## PROBLEM TO WORK ON
Which of the lines below mention the word "equivalentideas"? Pull each one out.

## Stored data entries
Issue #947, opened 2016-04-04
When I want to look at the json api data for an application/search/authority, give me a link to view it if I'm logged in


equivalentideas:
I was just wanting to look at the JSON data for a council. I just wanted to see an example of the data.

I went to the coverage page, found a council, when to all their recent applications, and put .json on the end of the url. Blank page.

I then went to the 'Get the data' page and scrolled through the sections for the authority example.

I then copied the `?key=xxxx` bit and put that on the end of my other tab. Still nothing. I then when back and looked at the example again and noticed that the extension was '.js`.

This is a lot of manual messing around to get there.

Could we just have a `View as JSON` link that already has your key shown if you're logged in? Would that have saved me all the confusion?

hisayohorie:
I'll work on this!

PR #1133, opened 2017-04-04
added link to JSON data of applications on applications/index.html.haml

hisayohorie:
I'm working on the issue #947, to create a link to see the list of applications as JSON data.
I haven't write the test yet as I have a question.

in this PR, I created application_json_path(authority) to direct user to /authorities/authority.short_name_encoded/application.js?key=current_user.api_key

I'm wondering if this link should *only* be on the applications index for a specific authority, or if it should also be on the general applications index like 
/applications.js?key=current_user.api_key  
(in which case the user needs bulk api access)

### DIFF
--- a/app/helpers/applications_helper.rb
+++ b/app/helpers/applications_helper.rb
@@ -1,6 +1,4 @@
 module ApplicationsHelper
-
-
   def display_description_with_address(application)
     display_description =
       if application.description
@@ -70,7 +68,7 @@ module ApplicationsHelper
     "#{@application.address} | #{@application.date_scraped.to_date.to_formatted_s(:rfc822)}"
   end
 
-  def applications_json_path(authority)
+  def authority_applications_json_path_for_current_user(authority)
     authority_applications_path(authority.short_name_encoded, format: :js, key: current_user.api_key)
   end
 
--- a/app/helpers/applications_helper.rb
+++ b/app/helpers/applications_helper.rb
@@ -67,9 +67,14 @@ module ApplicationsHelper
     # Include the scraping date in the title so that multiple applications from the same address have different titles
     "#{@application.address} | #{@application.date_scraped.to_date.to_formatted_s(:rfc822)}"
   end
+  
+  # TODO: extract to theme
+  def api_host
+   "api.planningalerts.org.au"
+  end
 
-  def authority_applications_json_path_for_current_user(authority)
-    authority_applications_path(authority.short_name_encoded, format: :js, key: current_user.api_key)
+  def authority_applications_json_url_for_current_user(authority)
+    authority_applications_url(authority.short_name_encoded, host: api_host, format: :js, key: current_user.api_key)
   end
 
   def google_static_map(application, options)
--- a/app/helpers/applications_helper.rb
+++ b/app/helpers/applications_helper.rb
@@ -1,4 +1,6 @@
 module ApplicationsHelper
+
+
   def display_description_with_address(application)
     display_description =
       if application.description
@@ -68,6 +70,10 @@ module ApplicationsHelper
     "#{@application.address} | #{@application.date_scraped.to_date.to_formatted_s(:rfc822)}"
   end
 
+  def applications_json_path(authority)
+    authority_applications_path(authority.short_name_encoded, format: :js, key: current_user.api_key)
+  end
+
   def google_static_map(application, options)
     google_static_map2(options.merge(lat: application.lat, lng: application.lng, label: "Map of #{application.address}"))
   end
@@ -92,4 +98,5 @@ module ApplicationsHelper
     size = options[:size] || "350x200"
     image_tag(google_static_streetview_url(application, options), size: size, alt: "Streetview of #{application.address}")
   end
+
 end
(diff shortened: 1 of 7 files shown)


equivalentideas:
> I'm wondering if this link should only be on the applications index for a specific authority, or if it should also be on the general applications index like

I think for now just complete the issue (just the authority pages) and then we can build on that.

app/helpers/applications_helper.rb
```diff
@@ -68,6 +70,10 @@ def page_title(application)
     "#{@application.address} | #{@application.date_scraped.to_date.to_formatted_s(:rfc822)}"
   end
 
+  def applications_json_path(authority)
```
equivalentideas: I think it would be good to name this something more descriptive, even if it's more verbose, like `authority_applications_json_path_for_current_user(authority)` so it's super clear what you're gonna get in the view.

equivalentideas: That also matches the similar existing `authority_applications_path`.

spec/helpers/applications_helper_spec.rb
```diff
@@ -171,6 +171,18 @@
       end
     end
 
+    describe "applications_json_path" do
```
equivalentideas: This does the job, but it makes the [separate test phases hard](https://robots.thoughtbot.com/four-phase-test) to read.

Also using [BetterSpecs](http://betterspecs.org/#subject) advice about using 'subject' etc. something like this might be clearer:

## ANSWER SPACE
equivalentideas:
equivalentideas:
equivalentideas: I think it would be good to name this something more descriptive, even if it's more verbose, like `authority_applications_json_path_for_current_user(authority)` so it's super clear what you're gonna get in the view.
equivalentideas: That also matches the similar existing `authority_applications_path`.
equivalentideas: This does the job, but it makes the [separate test phases hard](https://robots.thoughtbot.com/four-phase-test) to read.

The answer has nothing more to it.